Quantum-safe cryptography is moving from “future topic” to “engineering backlog item.”
The reason is simple: encrypted traffic captured today may be decrypted in the future once sufficiently capable quantum systems exist. If your data needs long-term confidentiality, this risk is relevant now.

A practical migration path is hybrid TLS key exchange: combine a classical key exchange (for interoperability) with a post-quantum one (for quantum resistance). In the .NET ecosystem, this becomes especially interesting with .NET 10 and ML-KEM support.

This article walks through the PQCHttpClient demo repo and explains exactly how it proves post-quantum hybrid TLS negotiation from a .NET app on Linux containers:


Why this matters for .NET developers

If you run .NET workloads on Linux (VMs, containers, Kubernetes), your TLS and crypto behavior depends on native platform libraries.

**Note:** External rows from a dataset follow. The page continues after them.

PR #10475, opened 2026-08-24
fix(vars): respect {% raw %} and nested expressions when pre-resolving placeholders

### LINKED ISSUE #10434: Cannot escape {{ placeholder }} syntax in vars

he-yufeng:
Fixes #10434.

## Summary

`{% raw %}` and quoted-literal escapes in `vars:` values did not survive prompt rendering, because the regex-based pre-resolution pass substituted `{{var}}` placeholders before Nunjucks ever saw them. `{% raw %}{{varOne}}{% endraw %}` became `{% raw %}abc{% endraw %}`, and `{{ '{{varOne}}' }}` became `{{ 'abc' }}`, so both rendered as `abc` instead of the literal placeholder text.

## Root cause

`resolveVariables` matched `/\{\{\s*(\w+)\s*\}\}/` against the raw string with no awareness of Nunjucks structure. A placeholder sitting inside a `{% raw %}...{% endraw %}` span, or nested inside an outer `{{ ... }}` expression, is not a simple placeholder, but the regex replaced it anyway.

## Fix

The pre-resolution pass now picks the first placeholder that is neither inside a raw block nor nested in an unclosed outer expression, and splices by index instead of a global string replace. Anything structural is left for the real Nunjucks render, which already handles both shapes correctly.

## Verification

- Reproduced the issue's exact YAML shapes end to end through `renderPrompt`: before, `three=[abc]`; after, `two=[{{varOne}}] three=[{{varOne}}] one=[abc]`.
- New unit tests pin the raw-block escape, the nested-expression escape, and substitution still working around protected spans. `npx vitest run test/evaluatorHelpers.test.ts`: 106 passed.
- `tsc --noEmit` clean; Biome reports only the pre-existing cognitive-complexity warning on `renderPrompt`.

### DIFF
--- a/src/evaluatorHelpers.ts
+++ b/src/evaluatorHelpers.ts
@@ -57,7 +57,6 @@ export function resolveVariables(
   varsResolvedFromSkipped?: Set<string>,
 ): Record<string, VarValue> {
   let resolved: boolean;
-  const regex = /\{\{\s*(\w+)\s*\}\}/; // Matches {{variableName}}, {{ variableName }}, etc.
 
   let iterations = 0;
   do {
@@ -71,14 +70,17 @@ export function resolveVariables(
         continue;
       }
       const value = variables[key] as string;
-      const match = regex.exec(value);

For ML-KEM scenarios, that means:

  • .NET 10 gives you the managed API surface (System.Security.Cryptography.MLKem)
  • Linux runtime support depends on the OpenSSL version actually loaded at runtime
  • OpenSSL 3.5+ is the key enabler for ML-KEM TLS group support in this context

So this is not just about targeting net10.0; it is also about deterministic runtime linking.


What the demo proves

The project demonstrates three concrete things:

  1. Capability detection: MLKem.IsSupported reports whether ML-KEM is truly available in the runtime environment.
  2. Real HTTPS traffic: standard HttpClient call, no custom handshake code.
  3. Negotiation evidence: response header output shows which key exchange group was used.

This makes it a strong proof-of-concept for teams evaluating PQC readiness in production-like container environments.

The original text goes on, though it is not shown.